If you go look at any big travel systems whether it’s on a Can-Am or a trophy truck, the one commonality that seems to always be the case is multiple spring rates in their spring stacks. Sure in a multi rate system 2 foot long setup you can do all kinds of cool things. Bit in a single rate rather stockish system it’s too easy to go to far.

I’ve seen several king equipped rigs around town and it’s always the same. Just watch them go through an intersection or go around a corner. They always eat up half of the travel going through a storm gutter, or look like they’re going to roll over around a corner. Obviously I don’t know the full set up, they could have swaybar‘s unhooked, and not enough rate. Just a very casual observation that I’ve seen probably four or five times in the last year now while gassing up my work truck at the busiest intersection on town.

Short story long, I think it’s really important to evaluate what you’re trying to accomplish and what matters most. Obviously those blue shocks are absolutely sexy as hell. I think it’s just important to understand what you’re getting into so that you hopefully don’t end up disappointed or have a lot of drama to get them calibrated properly. It seems like the industry is trending toward all of this super off-road capable stuff that gets tuned for a street drive to maintain compliance on speed bumps which is a bit silly in my opinion. I realize that’s where 99% of the vehicles will live always, but then everybody gets stuck in that mindset.

I’ve never personally valved or rebuilt a set of shocks ever in my life, but I do understand the system, how it works, and how they’re built. If you’re in a high-performance application with a lot of travel, I think the custom systems make all the sense in the world assuming you’re willing to spend the time to get them correct. You’ll probably want more than one set of shocks around to do that well unless you can valve them yourself.

If you’re looking for a one and done OEM level of execution and for them to last a long time, I think some of the custom valved systems out there are not what a guy needs.

Look at the Ford raptor. I love seeing all these raptors around town and I highly doubt any of those shocks are getting service on the interval they’re supposed to be at. Look it up, you’ll be very surprised when you see what the interval is. Lots of guys stating online that they had low charge pressures at the 15-20k mile mark…..

Just some food for thought on a trip deep into the weeds.

Really my main issue is that, to me, all of the shocks I've tried for 3rd gens are horrible. They all handle like like sports cars to me.

And when I say sports car, I mean they travel very little, they're extremely firm, and keep the wheels planted hardcore. Where is, to me, off-road trucks should be very plush and cushiony. I mean if you're going off road around trails you're going to be hitting a lot of bumps and uneven terrain, those bumps should not feel like concrete, I mean it's just not even enjoyable...
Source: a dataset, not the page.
PR #12356, opened 2022-02-23
[velux] Improve shutdown exception handling

### LINKED ISSUE #12327: [velux] catching InterruptedException or not?
This refers to issue #10454 whereby I wonder if the Velux binding also needs to handle InterruptedException differently?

I specifically bought the Kings because everybody said that they were the best ride, and at this point I wasn't necessarily looking for the best but just looking for something that wasn't shit.

Tundra 5100 are entirely too soft
Third gen 5100s are too firm and also too short
Nitro chargers are way too firm
And so far my rear kings are the stiffest shocks I've ever felt.
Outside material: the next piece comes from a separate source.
PR #12360, opened 2022-02-23
Add Java 17 to GHA CI build matrix

wborn:
This adds Java 17 to the GitHub Actions CI build matrix so we can make sure the build keeps working with both Java 11 and Java 17. It also updates the required Java version range used by the enforcer plugin so it is also possible to build with the supported Java versions.

### DIFF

Now the front kings are a different story, they actually feel pretty good and I think they would be perfect if I had 550 lb coils versus 600, or just some additional weight I guess.

But the rear shocks? I mean good God. I had gone by a few places that sold King shocks because I was curious if they had ever encountered them on a third gen 4Runner. I did find a shop where the guy had worked on one before although it had been many months. He actually walked out with me and jumped up on the rear bumper to shake the truck up and down and immediately was disgusted. "These are stiff as f***, holy shit" where the words that came out of his mouth.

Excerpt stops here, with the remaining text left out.